Cougar Town: “American Dream Plan B”

TV Reviews Cougar Town
Cougar Town: “American Dream Plan B”

Last season, Cougar Town was in a holding pattern. The inventiveness that characterized its first few seasons was missing, and in its place characters were recreating old storylines and jokes, while the show’s continuity floundered around with no real developments. That all ended at its season finale, though, which blew past all of this and took the show in a new direction with Laurie’s pregnancy. This was a big change in and of itself, but more importantly, it signaled a return to new storylines, and new ideas—at least, hopefully. After a season where even the characters seemed tired of the stagnation they’d been written into, it at least implied there would be a return to stakes (however minimal) and serialization.

“American Dream Plan B” picks up eight months into Laurie’s pregnancy, which has not been going as swimmingly as she’d hoped. Laurie’s angry and unhappy, while Travis is freaking out about his clumsiness and feelings of unpreparedness as a father. With Cougar Town it’s never really been about what problems are at hand, though, so much as the crazy ways characters deal with things. For instance, Laurie expresses her discontent with everyone and everything by wielding socks filled with nickels and hurling them at whatever pisses her off. It’s suitably weird, and perfectly fitting. No one really thinks she’s unjustified, either, they’d just prefer they weren’t the ones being pelted. Likewise, when Travis seeks fatherly advice from Grayson, his stepfather insists on going through an elaborate Matrix training parody. It’s a little bit cheesy, but the show’s smart self-awareness has returned, and it ends up one of the episode’s highlights.
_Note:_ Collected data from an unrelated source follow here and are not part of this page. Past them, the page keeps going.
PR #636, opened 2019-11-12
glws_waffle: Add egl surfaceless support

afrantzis:
Bump the waffle version requirement to 1.6 and handle the new platform
token for EGL surfaceless.

EGL surfaceless is useful when running in a headless setup, typically as
part of some CI system.

Note that for eglretrace to work correctly with EGL surfaceless a [recent](https://gitlab.freedesktop.org/mesa/waffle/commit/8a5f50234b171d227796571b8cb2c882f7a2f26f)
version of waffle is required. 

Signed-off-by: Emil Velikov <emil.velikov@collabora.com>
Signed-off-by: Alexandros Frantzis <alexandros.frantzis@collabora.com>

### DIFF
--- a/CMakeLists.txt
+++ b/CMakeLists.txt
@@ -193,7 +193,7 @@ endif ()
 
 if (ENABLE_EGL AND ENABLE_WAFFLE)
     # Use Waffle for eglretrace
-    find_package (Waffle REQUIRED)
+    find_package (Waffle 1.6 REQUIRED)
 endif ()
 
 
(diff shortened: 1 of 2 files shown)


jrfonseca:
I wonder if we should make Waffle 1.6 requirement conditional, and only enable surfaceless EGL only when Waffle version >= 1.6.  Otherwise looks good.

For now, I'll merge this as-is.  We can make Waffle 1.6 conditional later if somebody complains about the new requirement.

Thanks.

PR #637, opened 2019-11-15
Allow building without X11 on __unix__

glebm:
eglplatform.h updated from https://www.khronos.org/registry/EGL/api/EGL/eglplatform.h.

Previously, `eglplatform.h` tried to include `#include <X11/Xlib.h>` even with `-DENABLE_X11=off`.


jrfonseca:
Thanks.  I had to update `EGL/eglplatform.h` and commit seperately, because there were some modifications that got lost.

PR #638, opened 2019-11-19
dlltrace: Implement dll path override

Joshua-Ashton:
Implement env var APITRACE_FORCE_MODULE_PATH which allows the user to force override the directory to the dirs we want to trace against.

This is useful for tracing against reimplementations (ie. d9vk/dxvk) on their native platforms.

### DIFF
--- a/wrappers/dlltrace.hpp
+++ b/wrappers/dlltrace.hpp
@@ -28,6 +28,8 @@
 
 #include <windows.h>
 #include <string>
+#include <cstdlib>
+#include <cstring>
 
 
 class Module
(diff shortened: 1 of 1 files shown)


wrappers/dlltrace.hpp
```diff
@@ -28,6 +28,8 @@
 
 #include <windows.h>
 #include <string>
+#include <cstdlib>
```
jrfonseca: I prefer we don't use C++ variants of C headers, because they are often unreliable.  Otherwise looks good.

jrfonseca:
Pushed.

Issue #142, opened 2013-06-08
glretrace --loop should not be snappy or parse limited


casseveritt:
I'd like to --loop the last frame in playback and see an fps output that is not limited by glretrace CPU usage.  When I run a profiler in this steady state mode, the top 20 or so functions are all in the snappy library.

Making this work may be as simple as keeping around in memory that last frame's worth of Call objects and just sequencing through them repeatedly.  That will still have the overhead of mapping record names and uniform slots to playback names and slots, but maybe that won't be a performance limiter.  It's pretty clear that snappy decompression is limiting playback performance right now though.

Alternatively, maybe there's a way to unpack a trace so it's not in the loop for these kinds of operations?

jrfonseca:
I thought about this again, and I believe the ultimate solution is to use LLVM to JIT compile each call into x86 code, and then call them all in succession.

This would be an excellent student project if anybody would be interest.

What I like about Cougar Town has always been that, while its characters legitimately care about each other, they still take everything too far. Case in point: one of Laurie’s primary irritations concerns the dietary restrictions she’s put on as a pregnant woman, i.e. she can’t drink wine. This is Cougar Town—where red wine is like water. So this is a real problem. Jules offers for everyone else to quit drinking until Laurie gives birth, but neither she, nor anyone else, can keep to this promise. Instead, Tom creates a speakeasy in his house and secretly serves the cul-de-sac crew so long as they wear 1920s garb. While there’s no way that this can last before Laurie finds out about it, this is a great conceit and just strange enough to be enchanting. It’s rare that the show really knows what to do with Tom, too, and for once he really shines.
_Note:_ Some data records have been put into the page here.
PR #406, opened 2021-11-17
synchronize access to jmte Engine to avoid rare threading issue

dominik-cnx:
This is basically a workaround for something that should be addressed in https://github.com/HubSpot/jmte. However, there has been no activity in this project for the last 7 years or so. 

Also, there is some low level byte code compilation going on in jmte, not sure if this will continue to work with future Java versions. Actually I'm also uncertain if it does with current ones, I believe we do not use this feature in gateleen, so we don't necessarily see issues (and also do not necessarily care if there are issues).

We might want to look into alternatives to jmte to get rid of the dependency and this workaround.

Note: Also contains https://github.com/swisspush/gateleen/pull/405 to hopefully get a successful build.

### DIFF
--- a/gateleen-core/pom.xml
+++ b/gateleen-core/pom.xml
@@ -72,6 +72,7 @@
         <dependency>
             <groupId>org.testng</groupId>
             <artifactId>testng</artifactId>
+            <scope>test</scope>
         </dependency>
     </dependencies>
     <build>
--- a/gateleen-core/pom.xml
+++ b/gateleen-core/pom.xml
@@ -69,6 +69,10 @@
             <version>${project.version}</version>
             <scope>test</scope>
         </dependency>
+        <dependency>
+            <groupId>org.testng</groupId>
+            <artifactId>testng</artifactId>
+        </dependency>
     </dependencies>
     <build>
         <plugins>
--- a/gateleen-core/src/main/java/org/swisspush/gateleen/core/util/StringUtils.java
+++ b/gateleen-core/src/main/java/org/swisspush/gateleen/core/util/StringUtils.java
@@ -211,19 +211,21 @@ public final class StringUtils {
      * @return the String with replaced wildcard values. Returns the input String when input String or
      * properties are <code>null</code>
      */
-    private static synchronized String replacePlainStringWildcardConfigs(String contentWithWildcards,
+    private static String replacePlainStringWildcardConfigs(String contentWithWildcards,
         Map<String, Object> properties) {
         if (properties == null || contentWithWildcards == null) {
             return contentWithWildcards;
         }
         /*
-         * Note that this Engine is meant to be thread safe but it actually isn't because the TokenStream used by
-         * the Engine uses a MiniParser which in turn is not thread, see:
+         * Note that the Engine is meant to be thread safe but it actually isn't because the TokenStream used by
+         * the Engine uses a MiniParser which in turn is not thread safe, see:
          * https://github.com/HubSpot/jmte/blob/a1177fd89858ef55bb1d92acb4b1bb78bb7cac25/src/com/floreysoft/jmte/token/TokenStream.java#L39
          * Hence we synchronize access in this method.
          */
-        Engine engine = new Engine();
-        return wildcardReplacementEngineIgnition(engine, contentWithWildcards, properties);
+        synchronized (Engine.class) {
+            Engine engine = new Engine();
+            return wildcardReplacementEngineIgnition(engine, contentWithWildcards, properties);
+       }
     }
 
     /**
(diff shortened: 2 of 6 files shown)


gateleen-core/pom.xml
```diff
@@ -69,6 +69,10 @@
             <version>${project.version}</version>
             <scope>test</scope>
         </dependency>
+        <dependency>
+            <groupId>org.testng</groupId>
```
ljucam, line 73: So, now we have junit and testng on board. Do we really want this?

ljucam (approved):

gateleen-core/pom.xml
dominik-cnx: Hmm, not so ideal I agree but

image

ljucam: Yeah, testng has a few advantages over junit.
Fine for me, as long as we are aware of this not-so-ideal situation.

pom.xml
```diff
@@ -343,6 +343,11 @@
                 <artifactId>junit</artifactId>
                 <version>4.13.1</version>
             </dependency>
+            <dependency>
+                <groupId>org.testng</groupId>
+                <artifactId>testng</artifactId>
+                <version>7.4.0</version>
```
mcweba, line 349: Shouldn't we have test dependencies in the `<scope>test</scope>`? This also applies to the junit dependency

mcweba:
What about updating _jmte_. We are using the version _3.2.0_ but there's a version _6.0.0_ from february 2020. Maybe this has been solved.

dominik-cnx:
> What about updating _jmte_. We are using the version _3.2.0_ but there's a version _6.0.0_ from february 2020. Maybe this has been solved.

The master branch in the repo mentioned in the description has the issue. Can you find a newer version in some other repo? I can easily see if this was fixed in the meantime.

pom.xml
dominik-cnx: Right, I'll look into this.

mcweba:
> > What about updating _jmte_. We are using the version _3.2.0_ but there's a version _6.0.0_ from february 2020. Maybe this has been solved.
> 
> The master branch in the repo mentioned in the description has the issue. Can you find a newer version in some other repo? I can easily see if this was fixed in the meantime.

I looked in the pom.xml of my local maven repository and found that the GitHub repository is [https://github.com/DJCordhose/jmte](https://github.com/DJCordhose/jmte) not the _HubSpot_ one. At least there the version _5.0.0_ is visible

mcweba:
The mentioned repo looks more active. Maybe we could open an issue so they are aware of the problem.

gateleen-core/src/main/java/org/swisspush/gateleen/core/util/StringUtils.java
```diff
@@ -211,11 +211,17 @@ public static String replaceWildcardConfigs(String contentWithWildcards,
...
      */
-    private static String replacePlainStringWildcardConfigs(String contentWithWildcards,
+    private static synchronized String replacePlainStringWildcardConfigs(String contentWithWildcards,
         Map<String, Object> properties) {
         if (properties == null || contentWithWildcards == null) {
             return contentWithWildcards;
         }
+        /*
+         * Note that this Engine is meant to be thread safe but it actually isn't because the TokenStream used by
+         * the Engine uses a MiniParser which in turn is not thread, see:
```
hiddenalpha, line 221: > `which in turn is not thread`

Typo? `thread` -> `thread save`

gateleen-core/src/main/java/org/swisspush/gateleen/core/util/StringUtils.java
```diff
@@ -211,11 +211,17 @@ public static String replaceWildcardConfigs(String contentWithWildcards,
      * @return the String with replaced wildcard values. Returns the input String when input String or
      * properties are <code>null</code>
      */
-    private static String replacePlainStringWildcardConfigs(String contentWithWildcards,
+    private static synchronized String replacePlainStringWildcardConfigs(String contentWithWildcards,
```
hiddenalpha, line 214: Suggest to only synchronize the actual usage of the engine and not the whole method.

Synchronizing the whole method and then running into the early-return case (*props==null || conts==null*) 99% of the time would cost lots of performance due to useless locking.

Therefore I suggest to use somewhat like (*pseudCode*):
```java
if( fooOrBarIsNull ){
    return bar;
}
synchronized( StringUtils.class ){
    Engine engine = new Engine();
    return wildcardReplacementEngineIgnition(engine, contentWithWildcards, properties);
}
```

-> Same for the other method.

dominik-cnx:
> The mentioned repo looks more active. Maybe we could open an issue so they are aware of the problem.

Yes, I will do this.

gateleen-core/src/main/java/org/swisspush/gateleen/core/util/StringUtils.java
dominik-cnx: yep, will fix

gateleen-core/src/main/java/org/swisspush/gateleen/core/util/StringUtils.java
dominik-cnx: OK, yes, makes sense, done

hiddenalpha (approved):

mcweba (approved):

Both Travis and Laurie’s storylines are effectively concluded with the assistance of Jules, as she offers Laurie advice (in order to return to drinking) and calls Sniglet, Tom’s missing pig Travis was babysitting, back to him. Yet the episode doesn’t end there, which really shows Cougar Town returning to form. Having solved both of their problems, Jules feels smothered by their reliance upon her, given that she doesn’t want the responsibility of raising a kid again, nor should she have to. It’s an interesting source of tension in the show, and really offers a return to emotional complexity on the series, as Jules’ feelings about her son’s pregnancy aren’t just positive one. It’s impossible to say whether this will become a bigger part of the season, but it’s nice to not have everything wrapped up neatly. And this also works as a meta-commentary on the show’s tendency to do just that so frequently.
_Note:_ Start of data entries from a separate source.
PR #412, opened 2021-12-15
Issue400 schema location

mcweba:


gateleen-cache/src/main/java/org/swisspush/gateleen/cache/fetch/DefaultCacheDataFetcher.java
```diff
@@ -31,43 +31,42 @@ public DefaultCacheDataFetcher(HttpClient httpClient) {
...
+        );
 
-        cReq.setTimeout(requestTimeoutMs);
-        cReq.headers().setAll(requestHeaders);
-        cReq.headers().set("Accept", "application/json");
-        cReq.headers().set(SELF_REQUEST_HEADER, "true");
-        cReq.setChunked(true);
-        cReq.end();
+        fetchRequest.putHeader("Accept", "application/json");
+        fetchRequest.putHeader(SELF_REQUEST_HEADER, "true");
```
hiddenalpha, line 67: Any reason to set those headers after creating the request? Looks as the request creation method already takes headers. Are those the same?

gateleen-validation/src/main/java/org/swisspush/gateleen/validation/ValidationHandler.java
```diff
@@ -180,4 +186,28 @@ public void setFailOnError(boolean failOnError) {
...
+            }
+
+            String keepInMemoryStr = validationResource.get(ValidationResource.SCHEMA_KEEP_INMEMORY_PROPERTY);
+
+            Integer keepInMemory = null;
+            if(keepInMemoryStr != null) {
+                try {
+                    keepInMemory = Integer.parseInt(keepInMemoryStr);
+                } catch (NumberFormatException ex) {
+                    log.warn("Property 'keepInMemory' is not a number but " + keepInMemoryStr, ex);
```
hiddenalpha, line 204: http://www.slf4j.org/faq.html#paramException

gateleen-validation/src/main/java/org/swisspush/gateleen/validation/Validator.java
```diff
@@ -123,65 +157,71 @@ public static ValidationResult validateStatic(Buffer dataToBeValidated, String s
...
+    }
+
+    private static void performValidation(String dataString, JsonObject data, Logger log, String base, Buffer jsonBuffer,
+                                          String type, String path, Handler<ValidationResult> callback) {
+        if (SCHEMA_DECLARATION.equals(data.getString("$schema"))) {
             JsonSchema schema;
             try {
-                schema = JsonSchemaFactory.getInstance().getSchema(dataString);
+                schema = JsonSchemaFactory.getInstance(SpecVersion.VersionFlag.V4).getSchema(dataString);
             } catch (Exception e) {
```
hiddenalpha, line 210: [Pokémon Exception Handling](https://blog.codinghorror.com/new-programming-jargon/#2)

Would it be enough to catch `RuntimeException` or similar?

gateleen-validation/src/test/java/org/swisspush/gateleen/validation/ValidatorTest.java
```diff
@@ -61,20 +69,12 @@ public void testValidationWithVariables(TestContext context){
...
-                return "/foo/mediadata/v1/specials/03";
-            }
-        }
+        CustomHttpServerRequest gETValidationResourceRequest = new CustomHttpServerRequest(HttpMethod.GET, "/foo/mediadata/v1/specials/03");
 
         String type = "GET/out";
         Buffer jsonBuffer = Buffer.buffer();
         final SettableFuture<String> future = SettableFuture.create();
-        validator.validate(new GETValidationResourceRequest(), type, jsonBuffer, validationResult -> {
+        validator.validate(gETValidationResourceRequest, type, jsonBuffer, validationResult -> {
```
hiddenalpha, line 77:
```java
gETValidationResourceRequest
^^^^--- Nothing wrong. uPpeR/loWeR case just looks funny (aka counter-intuitive) :)
```
Maybe the classname should start with `GetVa...` instead `GETVa...`? (AFAIK `GET` is not an acronym)

gateleen-cache/src/main/java/org/swisspush/gateleen/cache/fetch/DefaultCacheDataFetcher.java
mcweba: Yes those are the same headers. There is no particular reason to not already add those headers to the exsiting MultiMap. In this case, the intention was to show that those are additional headers for the client request.

gateleen-validation/src/main/java/org/swisspush/gateleen/validation/Validator.java
mcweba: Good point. I change it to `RuntimeException` because looking at the `JsonSchemaFactory` class we could get `IllegalArgumentException` and `JsonSchemaException`

mcweba: There are lots of places in gateleen were we do catch `Exception`. This should be targetet too.

lbovet (approved):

More than anything, though, it was the quality of this episode’s jokes, particularly its signature running gags, that worked so well. Jokes about Tom’s overestimation of his popularity, the constant presence of Bobby, even though he wasn’t in the episode, and—above all—Grayson talking about his long-forgotten (by the show’s characters and, let’s face it, audience) daughter were all excellent. There was a tightness to the writing that was missing from almost all of last season. Cougar Town is no longer riding on its cast, as “American Dream Plan B” was complex and strange in all the right ways. It’s always impossible to guess how the rest of a season will turn out from the premiere, but this is a great way to kick things off.